Both will be on boards this year.

So, me. I’m 44 and this will be my 12th year snowboarding. I consider myself a solid intermediate. I live in Michigan, but have spent a good bit of time riding in Vermont and New York (plus a couple trips west).

Years ago I read just about everything I could find on the debate and discussed it at length on another forum. I was really sold on the idea of starting very young kids on skis instead of board, despite being pretty much exclusively a rider myself. (I have only been on alpine skis a dozen or so times, but I am a decent cross-country skier.)

(1) It was important to me for my kid to have fun and like being on snow. I know there’s a vocal contingent that says the kid will have the most fun if they’re on the equipment they want to be on, so that should be the deciding factor. Frankly, my OS at 4-1/2 had no clue about skiing vs. snowboarding, only that daddy rides and mommy and grandpa ski. So I made my decision based on which equipment I thought the kid would have the most success on right off the bat, and skis won out in that regard. (I’ll admit a bias on my part in that I sometimes equate “fun” with “actually doing something right.”) (And also, admittedly a bit selfishly, that I didn't want to spend the rest of my existence on the bunny slope.)

(2) OS’s first year I knew in advance I would be going to Vermont for two one-week vacations. So part of it was taking OS along for daddy-son vacations, but, frankly, also parking him in all-day lessons so I could go ride. At that time, the resort I go to (Sugarbush) didn’t have all-day group lessons for kids that age, so that was a factor too. (They’ve since changed and do offer group all-days for 4-6 year-olds on snowboard.)

(3) I may come off like an asshole for this (if I didn’t already for fessing up about parking my kid), but here goes. I can’t stand to see people incompetently flail around at some activity, or at least not have some basic level of competence. I knew I would not have the patience to see a (my?) 4-year-old flail around on the board. You know the videos of super-young kids on boards you’ll sometimes see. Um, your kid might be having the greatest time of their life, but, sorry, no, they’re not actually riding if they can’t stop, turn, or get up on their own. I definitely have Asshole Technique Dad tendencies, and have been accused of “over coaching” my kids while on the snow. But I have mellowed considerably on that front in these past couple years, and my YS does stand to benefit from that. 

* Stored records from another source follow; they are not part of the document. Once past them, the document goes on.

PR #1406, opened 2021-02-12
Fix test execution paths

kauron:
I could not get the tests to run correctly, but at least now the tests run. Fixes #1387 

In my case, they fail with `Error: Class 'OC' not found`, even when placed in the `apps` directory of an active Nextcloud installation. Could anyone point me to how to properly run the tests, or where the app should be placed to run these tests?

PR #1516, opened 2021-03-27
Add polls:share:* CLI commands

PhrozenByte:
Feedback is highly appreciated :heart:

* Invite users to polls using `polls:share:add`
* Remove user invitations from polls using `polls:share:remove`

Please note the following limitations for `polls:share:add`:

* Invitations emails are sent immediately, since we expect the poll to be created and set up first.
* No public shares. Couldn't think of a real-life use case unless we can create polls via CLI. Not sure whether this is even reasonable thinking about the required number of options...
* No display names for email invitations due to limitations in Symfony Console's API: We can't have multiple values per option (something like `--email jane@example.com "Jane Doe"` isn't possible) and a separate option will cause confusion (think of `--email jane@example.com --email john@example.com --email-name "John Doe"`: is `"John Doe"` the name for `jane@example.com`, or `john@example.com`? Symfony Console won't tell us). I was thinking about adding a syntax like `--email "John Doe <john@example.com>"`, however, I don't think that this syntax should be exclusive to the CLI. What do you think about adding this to the Web UI?
* No invitations by circle via CLI. This isn't worth the effort, because circles are basically unusable via CLI due to API limitations anyway. See some reasoning [here](https://github.com/nextcloud/spreed/pull/3505#issuecomment-631969201) and [here](https://github.com/nextcloud/spreed/pull/3505#issuecomment-632061351).
* No invitations by contacts and contact groups, because contacts are basically content of the current user and there's no current user in CLI commands. Similar reason like with circles. Use `--email` instead.

Also note the following limitation for `polls:share:remove`:

* One can't remove public shares, because we can't identify public shares via CLI. However, the shares created by participants (participants create their own share when visiting a public share) can be removed using the `--email` option.
* Again, no support for circles. See above.
* One can't remove contact group invitations - mostly for the same reason as for `polls:share:add`. Contact invitations are treated just like email invitations and can be removed using the `--email` option (if the email address is known).


dartcafe:
@PhrozenByte I will come back to this later. Sorry for delay... 
But I am curious, what the use case is for this.

PhrozenByte:
Inviting a lot of people via e-mail :smile:

dartcafe:
> 
> 
> Inviting a lot of people via e-mail 😄

This is already possible. 😁 My question addressed the use case or better; a user story.

* Why or in which situation should one invite people via occ command? 
* Is the use case common or a special one? 
* Has the CLI way a valuable  advantage over using the GUI or the REST-Interface?
* Who would use that? 

Can we tell it as a user story?

PhrozenByte:
"I've a huge (usually line separated) list of e-mail addresses and want to invite these people, possibly at a later, time-controlled moment (i.e. via cronjob)". The GUI is way to clumsy to invite a few hundred users when they aren't already somehow stored in Nextcloud.

dartcafe:
Hmmm. I see. But I am not sure, if this would be a widly used feature. I see a problem in getting this maintained in the future, as we will not test this when a new release will get out. 

So we would need some test automation here at least.

PhrozenByte:
Agreed. I'll add some integration tests in the next couple of days.

dartcafe:
Cool. I merged #1406, which has changes in the test setup. Maybe a rebase is a good idea.

PhrozenByte:
Timing :laughing: I was wondering yesterday, too. Will do a rebase :+1:

tests/Integration/Command/Share/TShareCommandTest.php
```diff
@@ -0,0 +1,129 @@
...
+			->disallowMockingUnknownTypes()
+			->disableAutoReturnValueGeneration();
+
+		if ($addMethods !== null) {
+			$mockBuilder->addMethods($addMethods);
+		}
+
+		if ($onlyMethods !== null) {
+			$mockBuilder->onlyMethods($onlyMethods);
+		}
```
PhrozenByte, line 125: By the way: I'd highly recommend not to use magic methods for getters/setters. Explicitly adding the methods to mock is only necessary because of magic methods.

PhrozenByte:
Here we go :+1:

PhrozenByte:
Any updates @dartcafe?

dartcafe:
Sorry, not yet. I had to finish some open construction sites, but have a rather clean desk now. 

But one question: I avoided using the notificationService inside the shareServices to avoid circled dependencies. In your solution the shareService now depends on the notificationService and the notificationService depends on the shareService. Isn't this a problem?

tests/Integration/Command/Share/TShareCommandTest.php
dartcafe: I have no experience with this. The code for the tests isn't created by me. Do you mind to optimize that?

PhrozenByte:
A circular dependency would be a problem, indeed. However, `NotificationService` isn't depending on `ShareService`? Neither directly, nor via its only dependency, `NotificationManager`. Or do I miss something?

tests/Integration/Command/Share/TShareCommandTest.php
PhrozenByte: This is not about the test's code :smile:

The issue resides within your model classes. Just take the `OCA\Polls\Db\Share::getId()` method as an example: There's no `OCA\Polls\Db\Share::getId()` method, there's only a `OCP\AppFramework\Db\Entity::__call()` method that "magically" returns the requested property. Using magic methods is discouraged, because they are incredibly hard to test. This code snippet (also see [[1]](https://github.com/nextcloud/polls/pull/1516/files#diff-6a85ee1ca2ddc000e18ce3f0c0a8d2104197e04d4e0badb9a5c9effbff294462R66) and [[2]](https://github.com/nextcloud/polls/pull/1516/files#diff-6a85ee1ca2ddc000e18ce3f0c0a8d2104197e04d4e0badb9a5c9effbff294462R79-R80)) works around this issue by manually specifying all methods to mock - not just the magic methods, but *all* methods. This is bad. It works, but is nevertheless bad. It's the only solution because you're using magic methods. You should rather implement the getters you need (i.e. e.g. `OCA\Polls\Db\Share::getId()`).

Anyway, this is just a heads up for your. Fixing this technical debt is not in the scope of this PR. I can open a separate issue if you want to.

dartcafe: Ah. I thought it was about this implementation: 
https://github.com/nextcloud/polls/blob/09b4c9006b070ae7e36f9f4cf947a02069980d45/tests/Unit/FactoryMuffin.php#L19-L32

The style of magic getters and setters follows the NC style guide IMHO. Wasn't questioned by me. 

https://docs.nextcloud.com/server/latest/developer_manual/basics/storage/database.html#entities

THB, this project was my first bigger developing experience.

PhrozenByte: Another workaround for magic getters/setters :smile: This is nothing that needs to be addressed *right now*, you just might want to keep it in mind.

dartcafe:
Idon't know, what I saw, but it was nonsens. 😕

dartcafe (dismissed):
Seems to be OK. Need some free time to review that PR. I didn't review the tests by detail. Just make the linter happy, and we can merge...

PhrozenByte:
> Just make the linter happy, and we can merge...

I'd say that this is a false positive. Anyway, done :+1:

dartcafe:
> 
> 
> > Just make the linter happy, and we can merge...
> 
> I'd say that this is a false positive. Anyway, done 👍

Yes it is. Anyway, done also....

dartcafe:
And thanks for your contribution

Anyhow, so I started OS on skis at 4-1/2 and did go a bit overboard with the ski lessons. (See above about parking him.) I did talk a lot with his teachers and picked up a lot of pointers on how to coach a kid on skis (when my own ski skills are pretty lacking). None of us are particularly athletic. But OS has good balance and made great progress in those two years on skis. His switch to board was very interesting. He struggled at first, despite all the lessons, then on about day 6 he had a breakthrough, and it’s been near constant improvement since. (When I learned to ride, I struggled for 3 days and day 4 was my breakthrough day.) By the end of his first season, he was getting decent. By the end of his second, wow, I really had some proud papa moments. He’s comfortable in easy moguls and glades. He’s been given props twice now by strangers on the lift.

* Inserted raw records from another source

PR #1569, opened 2021-04-26
l10n: Correct and add a word

Valdnet:

### DIFF
--- a/src/js/components/Poll/PublicRegisterModal.vue
+++ b/src/js/components/Poll/PublicRegisterModal.vue
@@ -144,12 +144,12 @@ export default {
 				}
 			} else if (!this.isValidName) {
 				return {
-					result: t('polls', 'Invalid name'),
+					result: t('polls', 'Invalid username'),
 					status: 'error',
 				}
 			}
 			return {
-				result: t('polls', '{username} is valid.', { username: this.userName }),
+				result: t('polls', 'Username {username} is valid.', { username: this.userName }),
 				status: 'success',
 			}
 
--- a/src/js/components/Poll/PublicRegisterModal.vue
+++ b/src/js/components/Poll/PublicRegisterModal.vue
@@ -128,28 +128,28 @@ export default {
 		userNameCheck() {
 			if (this.checkingUserName) {
 				return {
-					result: t('polls', 'Checking username …'),
+					result: t('polls', 'Checking name …'),
 					status: 'checking',
 				}
 			}
 			if (this.userName.length === 0) {
 				return {
-					result: t('polls', 'Enter a username to participate.'),
+					result: t('polls', 'Enter a name to participate.'),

In retrospect, I think one year on skis would’ve been enough for him. That is the one thing I would’ve done differently in all of this, and it’s what I will do differently with YS. OS’s second year on skis was great that he could go so many places with me and ski with such confidence. And I’ll admit it was tough for me his first year on the board to see him struggle for those first days. But I think he still would’ve had a similar breakthrough if I had started him a year earlier. (Maybe it would’ve been later — on day 10 or so instead of 6.)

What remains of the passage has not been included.